Apache Zookeeper acts as a coordinator between different services of Hadoop and is used for maintaining configuration information, naming, providing distributed synchronization, and providing group services. Zookeeper is used to fix bugs and race conditions for those applications, which are newly deployed in a distributed environment.

9. Apache Sqoop

Apache Sqoop is a data transfer tool, which is used to transfer data between Hadoop and relational databases. It is used to import data from a relational database management system like (MySQL or Oracle) or a mainframe into the Hadoop (HDFS), transform the data in Hadoop MapReduce.

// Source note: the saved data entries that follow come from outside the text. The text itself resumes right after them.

PR #2830, opened 2019-03-27
Timezone banner tooltip

bthaile:
https://github.com/AugurProject/augur/issues/1486

When user logs in the market banner is dismissible.


src/modules/market/components/market-header-message/market-header-message.jsx
```diff
@@ -0,0 +1,88 @@
...
+            >
+              <div
+                style={{ color: "#372e4b" }}
+                className={Styles.MarketHeaderMessage__tooltip}
+              >
+                {
+                  <div>
+                    <p>
+                      Markets on Augur are created by the community, this means
+                      that errors are can be made in the creation of a market,
```
phoebemirman: "are" and "can" should not both be here. get rid of "are"

src/modules/market/components/market-header-message/market-header-message.jsx
```diff
@@ -0,0 +1,88 @@
...
+                      which can result in the market being resolved as invalid.
+                      If a market resolves as invalid, each share is refunded to
+                      traders in equally amounts.
```
phoebemirman: should be "equal"

src/modules/market/components/market-header-message/market-header-message.jsx
bthaile: `  that errors can be made in the creation of a market,` this does read better. good one

src/modules/market/components/market-header-message/market-header-message.jsx
bthaile: fixed

PR #2865, opened 2019-04-01
Timezone change market creation

bthaile:
https://github.com/AugurProject/augur/issues/1516

first installment, I'd like to get these changes up on dev.augur.net for design to see. There are questions about mobile and what the dispute form should look/behave like when user fills dispute bond.

### DIFF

It is also used to export the data back to an RDBMS. Sqoop uses map-reduce to import and export data due to which it gets parallel processing and fault-tolerance property.

10. Apache Flume

Apache Flume is a log transfer tool similar to Sqoop but it works on unstructured data (logs) whereas Sqoop is used for structure and unstructured data. Flume is a reliable, distributed, and available system for efficiently collecting, aggregating, and moving large amounts of log data from many different sources to an HDFS. It is not restricted to log data aggregation only but it can also use to transport massive quantities of event data.

Apache Flume has the following three components.

Source
Channel
Sink

11. Apache Oozie

Apache Oozie is a workflow scheduling framework that is used to schedule Hadoop Map/Reduce and Pig jobs. An Apache Oozie workflow is the collection of actions such as Hadoop Map/Reduce jobs, Pig jobs, that is arranged in a control dependency DAG (Direct Acyclic Graph). The "control dependency" from one action to another suggests that the other action will not start unless the first action has been completed.

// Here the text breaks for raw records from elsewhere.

PR #2902, opened 2019-04-11
switch my reporting to reporting tab

phoebemirman:
https://github.com/AugurProject/augur/issues/1636


src/modules/routes/constants/views.js
```diff
@@ -18,11 +18,8 @@ export const DEFAULT_VIEW = MARKETS;
 
 // SUB VIEWS
 //  Portfolio
-export const MY_POSITIONS = "my-positions";
-export const MY_MARKETS = "my-markets";
-export const FAVORITES = "favorites";
+export const MY_POSITIONS = "portfolio";
 export const PORTFOLIO_TRANSACTIONS = "transactions";
```
bthaile: can `PORTFOLIO_TRANSACTIONS` be removed as well?

phoebemirman: yea true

Apache Oozie workflow has the following two nodes namely Control Flow Nodes and Action Node.

1. Control Flow Nodes

These nodes are used to provide a mechanism to control the workflow execution path.

2. Action Node

Action node provides a mechanism by which a workflow triggers the execution of a computation/processing task such as "Hadoop map-reduce, Hadoop file system, Pig, SSH, HTTP jobs".

12. Apache Ambari

Apache Ambari is used for provisioning, managing, and monitoring Apache Hadoop clusters.

It offers the below task to the system admin.

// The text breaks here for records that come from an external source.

PR #2916, opened 2019-04-15
add-rep-balance-component

JohnDanz:
https://github.com/AugurProject/augur/issues/1643


bthaile:
There are a few reporting changes we need to migrate from master. 

master's trading page changes we don't want, 
market creation changes we don't want. 

I'll re-create the reporting changes on new-trading-page-layout.

PR #2941, opened 2019-04-17
update totals when claiming individually

phoebemirman:
https://github.com/AugurProject/augur/issues/1623

### DIFF
--- a/src/modules/modal/containers/modal-claim-fees.js
+++ b/src/modules/modal/containers/modal-claim-fees.js
@@ -8,7 +8,8 @@ import {
   formatGasCostToEther,
   formatAttoRep,
   formatAttoEth,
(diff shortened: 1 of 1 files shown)


src/modules/modal/containers/modal-claim-fees.js
```diff
@@ -169,11 +203,11 @@ const mergeProps = (sP: any, dP: any, oP: any) => {
       ? [
           {
             label: "Total REP",
-            value: `${sP.reportingFees.unclaimedRep.full} REP`
+            value: `${formatRep(unclaimedRep.toNumber()).full} REP`
```
bthaile: FYI, format-number can take number, string or BigNumber no need to call `.toNumber()`.

PR #3099, opened 2019-07-18
merge categories around, only clear when no category is passed in

bthaile:
keep categories state and only clear if category (remove categories collection in redux state) isn't passed into query filter. The effect is the side categories are not cleared if the user clicks on a category. 

image

### DIFF
--- a/src/modules/categories/actions/load-categories.js
+++ b/src/modules/categories/actions/load-categories.js
@@ -5,10 +5,11 @@ import {
 } from "modules/categories/actions/update-categories";
 import logError from "utils/log-error";
 
-const loadCategories = (params = {}, callback = logError) => (
-  dispatch,
-  getState
-) => {
+const loadCategories = (
+  params = {},
+  refreshCategories,
+  callback = logError
+) => (dispatch, getState) => {
   const { universe } = getState();
   if (!universe.id) return callback(null);
   augur.markets.getCategories(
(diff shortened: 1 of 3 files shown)


src/modules/markets/actions/load-markets.js
```diff
@@ -197,7 +197,7 @@ export const loadMarketsByFilter = (filterOptions, cb = () => {}) => (
     }, 2000);
 
     // load categories here
-    dispatch(loadCategories(params));
+    dispatch(loadCategories(params, !params.category));
```
bthaile: This looks if a category is included in the filters. if it is tell redux store not to clear, just merge.

src/modules/categories/reducers/categories-data.js
```diff
@@ -10,7 +10,17 @@ const DEFAULT_STATE = [];
...
+        new Set([
+          ...categories.map(c => c.categoryName),
+          ...data.categories.map(c => c.categoryName)
+        ])
+      ).map(
+        k =>
+          data.categories.find(d => d.categoryName === k)
+            ? data.categories.find(d => d.categoryName === k)
+            : categories.find(d => d.categoryName === k)
+      );
```
bthaile: logic to merge in category objects into existing collection

src/modules/categories/actions/load-categories.js
```diff
@@ -5,18 +5,19 @@ import {
...
+) => (dispatch, getState) => {
   const { universe } = getState();
   if (!universe.id) return callback(null);
   augur.markets.getCategories(
     { ...params, universe: universe.id },
     (err, categories) => {
       if (err) return callback(err);
       if (categories == null) return callback(null);
-      dispatch(clearCategories());
+      if (refreshCategories) dispatch(clearCategories());
```
bthaile: refresh meaning clear redux state collection.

1. Provisioning of a Hadoop Cluster

It provides a medium to install the Hadoop services over any number of nodes. It also handles the configuration of Hadoop services for a cluster.

2. Management of a Hadoop Cluster

It provides a central control to manage Hadoop services like starting, stopping, and reconfiguring across the entire cluster.

3. Monitoring of a Hadoop Cluster

It provides a dashboard for monitoring of the Hadoop cluster (like a node down, remaining disk space is low, etc).

13. Apache Spark

Apache Spark is a general-purpose and fast cluster computing system. It is a very powerful tool for Big data. Spark provides a rich set of APIs in multiple languages such as Python, Scala, Java, R, and so on. Spark supports high-level tools which are Spark SQL, GraphX, MLlib, Spark Streaming, R. These tools are used to perform a different kind of operation which we will see in the Apache Spark section.